India’s virus deaths top China's as hot spots shift to poorer nations
India is the latest country whose coronavirus death toll has topped the number of lives lost in China, where the pandemic started, as hot spots shift to developing countries ill-equipped to contain its spread.
The South Asian nation’s death toll hit 4,695 on Thursday, climbing past the 4,638 fatalities from COVID-19 in China. The nation of 1.3 billion people now has the highest number of fatalities in Asia, excluding Iran, despite the largest lockdown in the world.
The country’s death toll quadrupled in less than a month, accelerating by more than 1,000 over the past week, while infections have been soaring at a similar pace. Government experts have begun to acknowledge the outbreak won’t peak until June or July.

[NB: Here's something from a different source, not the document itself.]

PR #3796, opened 2022-04-13
Docs: update Haskell installation method and mention libsecp256k1

Jasagredo:
The installation method through `Cabal` didn't mention the need for `libsecp256k1`. And also nowadays the recommended way to install the Haskell environment is through GHCup.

The total number of cases in India is already about twice the level in China, and also surpasses those in Iran. Infections rose to 165,069 on Thursday, the ninth highest globally, according to data from Johns Hopkins University.
“The hope was the lockdown will be able to prevent transmission, but clearly that did not happen,” said Vivekanand Jha, executive director of the George Institute of Global Health, India.
While still far behind the number of cases and deaths seen in places like the U.S., Spain and Italy, the rapid growth of India’s virus burden comes as the pace of new infections starts to plateau or decline in many of the wealthier countries where the pandemic first struck, and explode across the developing world.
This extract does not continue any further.